■ The data
PR #285, opened 2026-08-02
The wrapper-shape handlers take the inner type as a reading

milyin:
First of #284's three steps.

## This is a prerequisite, not a win on its own

Stating that up front because the numbers say so:

| | before | after |
|---|---|---|
| `.syntax()` calls in the two files | 19 | **24** (up) |
| `boundary_ledger` | 127 | 127 (unchanged) |

**My own plan predicted the ledger would fall here. It does not**, and reading the sites says why: `selector.rs`'s 3 and `trait_impl.rs`'s 11 counted matches are `is_unsized_spelling`, `decoded_vec_satisfies`, and the `Type::Reference` bridgeability guards from #272/#279 — all genuine **spelling** questions, and the documented exemption. Nothing was owed there, so nothing moved.

## What it does change

`input_wrapper_shape` / `output_wrapper_shape` and their four sub-handlers took `t1: &syn::Type`, and `selector.rs` produced it by destructuring a reading it already held:

```rust
let t1 = inner.syntax().clone();
self.output_wrapper_shape(WrapperShape::Borrow { mutable }, syntax, &t1, registry)
```

…while `input_terminal` / `output_terminal` **right beside them** already took `reading: &TypeRef`. Now `t1` is a `&TypeRef` too, so:

- a handler cannot be reached with tokens that have no reading — enforced at every call site by the type system;
- #284's step 2 has something to pass when `input_entry` / `output_entry` start taking a reading. That is where the ~90 downstream lookups actually get fixed.

## Why `produced` stays a spelling

Deliberate, and the `&[T]` arm is what settles it. There the adapter **composes** `Vec<#elem>` — and #280 sealed minting to the model, so `api::lang` has no `Vec<T>` reading to make.

That turns out to be consistent rather than awkward: `produced` is *defined* as the tokens the converter yields, and every question asked of it (`is_canonical_spelling`, the `Type::Reference` guards) is a spelling question. So the split carries meaning — **`produced` = what is emitted, `t1` = what is wrapped.**

## Verification

- regen-check **byte-identical** after `git clean -fd examples/` + `cargo clean -p`, rebuild confirmed by the `Compiling` lines
- covertest-kotlin 48/48

## Next

#284 step 2: `conversion` / `input_entry` / `output_entry` take `&TypeRef`, `reading` becomes `reading(&TypeKey)`. That is the step that deletes the 42 `key.to_type()` round trips and turns this one's `+5 .syntax()` into a much larger net removal.

### DIFF
--- a/prebindgen/src/api/lang/jnigen/jni/selector.rs
+++ b/prebindgen/src/api/lang/jnigen/jni/selector.rs
@@ -72,14 +72,13 @@ impl Declarations {
                         ..
                     }
                 );
-                let t1 = target.syntax().clone();
                 if let Some(mut c) = self.input_wrapper_shape(
                     WrapperShape::OptionRef { mutable },
                     syntax,
-                    &t1,
+                    target,
                     registry,
                 ) {
-                    c.subs = vec![t1];
+                    c.subs = vec![target.syntax().clone()];
                     return Some(c);
                 }
             }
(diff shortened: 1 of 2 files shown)


milyin (commented):
Reviewed at `31e774a`; no findings.

The selector now passes the exact inner `TypeRef` produced by the model into every wrapper-shape handler, while dependency `subs` and generated Rust continue to use that reading’s syntax. Keeping `produced` as a spelling is consistent with its bridgeability role and is necessary for the borrowed-slice arm’s adapter-composed `Vec<T>`. I found no mismatch across the borrow, optional-borrow, optional, sequence, or output-only handle/string paths.

The generated artifacts are reported byte-identical, and all four PR checks are green.

PR #286, opened 2026-08-02
Registry lookups take the reading, not a spelling

milyin:
Second of #284's three steps. **Stacked on #285** — targets `wrapper-shape-readings`, to be merged together.

| | |
|---|---|
| `reading(&TypeKey)` | the one keyed door |
| `conversion` / `input_entry` / `output_entry` | take `&TypeRef` |
| `reading_of(&syn::Type)` | the visible *"I only had tokens"* step |

## The guarantee

An entry lookup **cannot be called about a type the registry does not know**. #280 sealed minting, so a `TypeRef` can only come from the model or from `reading`/`reading_of` — and those answer `None` for an unregistered type, which the caller must handle. Before, any tokens could be passed and got a silent `None` back.

## The important find was not in the trait

`Registry` carried **inherent** `input_entry` / `output_entry` taking a `&syn::Type` (`scan.rs:579/585`), and an inherent method wins over a trait method on a concrete receiver. So every caller holding a `Registry` used the spelling door, and the trait's signature could not close it.

**Changing the trait alone left 104 sites silently compiling against the old path.** Closing the inherent pair is what surfaced them — and it is why this PR is larger than #284 predicted.

Same *"second door inside the room"* that hid `classify` behind `Registry::reading` until #267. Worth noting that a green build was not evidence here: the code compiled precisely *because* the old door was still open.

## #285's payoff lands here

Every `t1_ty` in the wrapper-shape handlers became `t1` — the handler already holds the reading. That is exactly what #285 was for, and it is why the two want to merge together.

## Honest numbers

| | before | after |
|---|---|---|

■ Exercise aim
A verbatim transcription is required: the first line of the listing, the line containing "127 (unchanged) |", and every line between them.

■ Completed exercise
PR #285, opened 2026-08-02
The wrapper-shape handlers take the inner type as a reading

milyin:
First of #284's three steps.

## This is a prerequisite, not a win on its own

Stating that up front because the numbers say so:

| | before | after |
|---|---|---|
| `.syntax()` calls in the two files | 19 | **24** (up) |
| `boundary_ledger` | 127 | 127 (unchanged) |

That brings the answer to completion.